The answer is a single number: the count of lines in the records below that contain the word "stock".

**** Dataset records

PR #29292, opened 2022-01-14
fix: exclude existing serial numbers while auto creating new

rtdany10:
In cases where Serial No is auto generated, consider the serial number template is XYZ.### and that the counter is at 0.

Assume I create a purchase receipt with 1 qty and manually input the serial number as XYZ005.
And if I create another purchase receipt with 10 qty and no serial number given, the system will try to use serial numbers XYZ001 to XYZ010. In that case, I will get a validation error regarding XYZ005.

Further: https://discuss.erpnext.com/t/serial-number-generation-problem/84831

This PR aims to solve the issue by checking if the serial number already exists or not.
#no-docs

### DIFF
--- a/erpnext/stock/doctype/serial_no/serial_no.py
+++ b/erpnext/stock/doctype/serial_no/serial_no.py
@@ -402,9 +402,15 @@ def update_serial_nos(sle, item_det):
 def get_auto_serial_nos(serial_no_series, qty):
 	serial_nos = []
 	for i in range(cint(qty)):
-		serial_nos.append(make_autoname(serial_no_series, "Serial No"))
+		serial_nos.append(create_sno(serial_no_series))
 
 	return "\n".join(serial_nos)
+
+def create_sno(serial_no_series):
+	sno = make_autoname(serial_no_series, "Serial No")
+	if frappe.db.exists("Serial No", sno):
+		sno = create_sno(serial_no_series)
+	return sno
 
 def auto_make_serial_nos(args):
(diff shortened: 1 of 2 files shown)


erpnext/stock/doctype/serial_no/serial_no.py
```diff
@@ -402,10 +402,16 @@ def update_serial_nos(sle, item_det):
...
-		serial_nos.append(make_autoname(serial_no_series, "Serial No"))
+		serial_nos.append(create_sno(serial_no_series))
 
 	return "\n".join(serial_nos)
 
+def create_sno(serial_no_series):
+	sno = make_autoname(serial_no_series, "Serial No")
+	if frappe.db.exists("Serial No", sno):
+		sno = create_sno(serial_no_series)
+	return sno
```
ankush: overall fix is okay; some suggestions on naming:

function should be probably be called "get_new_serial_number", along with argument "series" it makes it pretty clear as to what it does. 

Also `sno` is bad variable name; `sr_no` maybe?

---

up to you: Add a test case for this behaviour. (just encode the steps you described in a unit test 😄)

ankush (changes requested):

erpnext/stock/doctype/serial_no/serial_no.py
rtdany10: Have renamed. Will also add a test case. :)

rtdany10:

ankush (approved):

********

> **Exercise output**: 4